YOUR ASSIGNMENT:
Count lines holding the string "entry" in the data that follows. Reply with one number only.
:: GIVEN DATA ::
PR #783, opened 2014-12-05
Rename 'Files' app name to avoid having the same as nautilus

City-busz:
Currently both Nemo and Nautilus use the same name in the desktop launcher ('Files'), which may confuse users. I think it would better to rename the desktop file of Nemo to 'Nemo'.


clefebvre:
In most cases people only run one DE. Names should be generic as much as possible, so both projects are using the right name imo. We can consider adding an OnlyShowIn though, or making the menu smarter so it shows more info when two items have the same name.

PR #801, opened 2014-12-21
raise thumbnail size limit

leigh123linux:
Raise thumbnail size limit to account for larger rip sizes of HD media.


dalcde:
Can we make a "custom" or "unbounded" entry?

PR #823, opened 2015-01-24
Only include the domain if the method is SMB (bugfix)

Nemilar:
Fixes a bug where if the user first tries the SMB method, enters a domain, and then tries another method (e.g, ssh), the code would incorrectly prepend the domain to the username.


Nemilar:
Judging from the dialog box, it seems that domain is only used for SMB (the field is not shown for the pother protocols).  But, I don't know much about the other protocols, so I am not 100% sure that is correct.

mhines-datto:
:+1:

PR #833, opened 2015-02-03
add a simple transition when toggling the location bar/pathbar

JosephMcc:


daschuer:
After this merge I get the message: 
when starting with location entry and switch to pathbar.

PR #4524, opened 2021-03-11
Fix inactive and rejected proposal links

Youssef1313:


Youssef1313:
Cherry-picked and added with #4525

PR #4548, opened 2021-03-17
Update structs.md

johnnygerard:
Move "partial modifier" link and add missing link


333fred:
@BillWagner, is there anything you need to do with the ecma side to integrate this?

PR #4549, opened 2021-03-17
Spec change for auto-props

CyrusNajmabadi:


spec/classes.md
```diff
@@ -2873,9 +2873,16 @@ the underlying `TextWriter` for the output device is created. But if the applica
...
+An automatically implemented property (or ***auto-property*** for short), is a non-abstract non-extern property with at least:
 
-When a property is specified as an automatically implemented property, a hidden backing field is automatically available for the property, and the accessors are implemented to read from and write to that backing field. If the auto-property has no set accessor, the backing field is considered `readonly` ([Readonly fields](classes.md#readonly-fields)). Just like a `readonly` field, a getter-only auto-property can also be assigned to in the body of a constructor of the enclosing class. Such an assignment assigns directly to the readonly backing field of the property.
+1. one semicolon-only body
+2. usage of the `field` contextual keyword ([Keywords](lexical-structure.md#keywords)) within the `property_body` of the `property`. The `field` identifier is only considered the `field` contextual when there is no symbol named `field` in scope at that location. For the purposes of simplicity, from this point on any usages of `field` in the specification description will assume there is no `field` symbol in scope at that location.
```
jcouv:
:::
EXERCISE ANSWER:
2